Antonio Regalado, 9 February, 2016. MIT Technology Review. https://www.technologyreview.com/s/600774/top-us-intelligence-official-calls-gene-editing-a-wmd-threat/
James Clapper, US Director of National Intelligence, compared CRISPR/Cas9 gene editing to WMD’s in February of 2016. His worries stem from the ease at which rogue states could use CRISPR/Cas9 techniques to engineer biological weapons. To date researchers have not used CRISPR/Cas9 technology to engineer biological weapons, though it does hold the potential for such negative applications.
Schwartz, C.M. et al. ACS Synthetic Biology (2016) http://www.ncbi.nlm.nih.gov/pubmed/26714206
Yarrowia lipolytica is a versatile oleaginous yeast used to model lipid pathways and produce polymers commercially. However, its use has been limited due to its reliance on selectable markers during genome engineering. Researchers from the University of California-Riverside have used CRISPR/Cas9 technology to develop a new modular plasmid named pCRISPRyl that can induce homologous recombination with ~60% efficiency without the use of selectable markers.
Richardson, C.D. et al. Nature Biotech (2016) http://www.ncbi.nlm.nih.gov/pubmed/26789497
After DNA cleavage with CRISPR/Cas9, cleaved DNA is repaired by one of two mechanisms. Non-homologous end joining (NHEJ) is an error-prone repair mechanism that usually results in a non-functional gene product and is commonly used by researchers to knockout targeted genes. Homology-directed repair (HDR) is the insertion of DNA sequences that have ends homologous to the cleavage sight and can be used for precise sequence replacement/addition to the genome, however the efficiency of HDR is extremely low. Through the use of in vitro kinetic studies, Richardson et al. determined that Cas9 has a very slow rate of dissociation (~6 hours) with targeted DNA, however the non-target strand is released much faster with Cas9 remaining bound to only the targeted strand. By rationally designing single-stranded DNA donor templates complementary to the non-target strand Richardson et al. increased the efficiency of HDR in human cell lines up to 60% when using eight wild-type or nickase variants of Cas9, and up to 0.7% when using a catalytically dead Cas9 that binds, but cannot cleave DNA.

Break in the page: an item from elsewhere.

PR #1466, opened 2026-03-03
[kmp] Outline of a roadmap

restingbull:


plans/kmp.md
cgruber, line 1: I've posted https://github.com/bazel-contrib/rules_kotlin/issues/1682 which has a slightly more articulated plan. I'm thinking let's iterate on the plan in that issue (and related sub-issues) until we agree on our forward plan, and then we can rationalize this document as a plan artifact.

Sarah Zhang, Wired.com, January 14, 2016. http://www.wired.com/2016/01/crispr-modification/
Despite the importance of Cas9, no one has observed exactly how Cas9 cleaves targeted DNA. Previous crystal structures place the nuclease cleavage domains too far away for DNA cleavage to occur. In a recent Science publication (http://science.sciencemag.org/content/early/2016/01/13/science.aad8282) Jennifer Doudna’s group solved the crystal structure of Cas9 primed to cut targeted DNA. This crystal structure may allow the engineering of more accurate Cas9 endonucleases.